Human beings have a remarkable ability to make inferences based on their surroundings. Is this area safe? Where might I find a parking spot? Am I more likely to get to a gas station by taking a left or a right at this stoplight?
Such decisions require us to look beyond our “visual scene” and weigh an exceedingly complex set of understandings and real-time judgments. This begs the question: Can we teach computers to “see” in the same way? And once we teach them, can they do it better than we can?
The answers are “yes” and “sometimes,” according to research out of MIT’s Computer Science and Artificial Intelligence Laboratory (CSAIL). Researchers have developed an algorithm that can look at a pair of photos and outperform humans in determining things like which scene has a higher crime rate, or is closer to a McDonald's restaurant.
An online demo puts you in the middle of a Google Street View with four directional options and challenges you to navigate to the nearest McDonald's in the fewest possible steps.
While humans are generally better at this specific task than the algorithm, the researchers found that the computer consistently outperformed humans at a variation of the task in which users are shown two photos and asked which scene is closer to a McDonald's.

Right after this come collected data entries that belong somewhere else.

PR #42, opened 2015-09-02
add repos-lint support for dict/hash/map format repo specification

jhoblitt:


etc/repos.yaml
```diff
@@ -1,3 +1,43 @@
...
+#
+#
+# format of this file
+# ---
+#
+# It is in [YAML](http://yaml.org/) format with a single top level
+# dict/hash/map.  Each keypair specifies a source repo and a specification of
+# how it may be cloned.  Key names must conform to the EUPS product name of the
+# source package.  Values may be either a URL (string) or a dict/hash/map with
+# *exactly* two keys: `url` and `branch`.  The second form generally should be
```
ktlim: It's "ref", not "branch".

bin/repos-lint
```diff
@@ -36,28 +53,42 @@ def validate_product_name(pkg):
...
+
+    if url.scheme == 'https':
+        urlopen(repo)
+    elif url.scheme == 'git':
+        # don't want to attempt to clone the repo as it might be large, so
+        # we're just checking for a valid hostname.  A better check might
+        # be to attempt a raw tcp connection.
+        socket.gethostbyname(url.netloc)
+    else:
+        raise ValueError('unsuported scheme: %s' % url.scheme)
```
timj: Typo: unsupported

etc/repos.yaml
jhoblitt: Nice catch -- I missed that when I renamed the key branch -> ref.

bin/repos-lint
jhoblitt: I've aspell'd the entire file and found a second exception string typo.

To create the algorithm, the team — which included PhD students Aditya Khosla, Byoungkwon An, and Joseph Lim, as well as CSAIL principal investigator Antonio Torralba — trained the computer on a set of 8 million Google images from eight major U.S. cities that were embedded with GPS data on crime rates and McDonald's locations. They then used deep-learning techniques to help the program teach itself how different qualities of the photos correlate. For example, the algorithm independently discovered that some things you often find near McDonald's franchises include taxis, police vans, and prisons. (Things you don’t find: cliffs, suspension bridges, and sandbars.)
“These sorts of algorithms have been applied to all sorts of content, like inferring the memorability of faces from headshots,” said Khosla. “But before this, there hadn’t really been research that’s taken such a large set of photos and used it to predict qualities of the specific locations the photos represent.”
The researchers presented a paper about the work at the IEEE International Conference on Computer Vision and Pattern Recognition (CVPR) this summer.
While the project was mostly intended as proof that computer algorithms are capable of advanced scene understanding, Khosla has brainstormed potential uses ranging from a navigation app that avoids high-crime areas, to a tool that could help McDonald's determine future franchise locations.
Khosla previously helped develop an algorithm that can predict a photo’s popularity.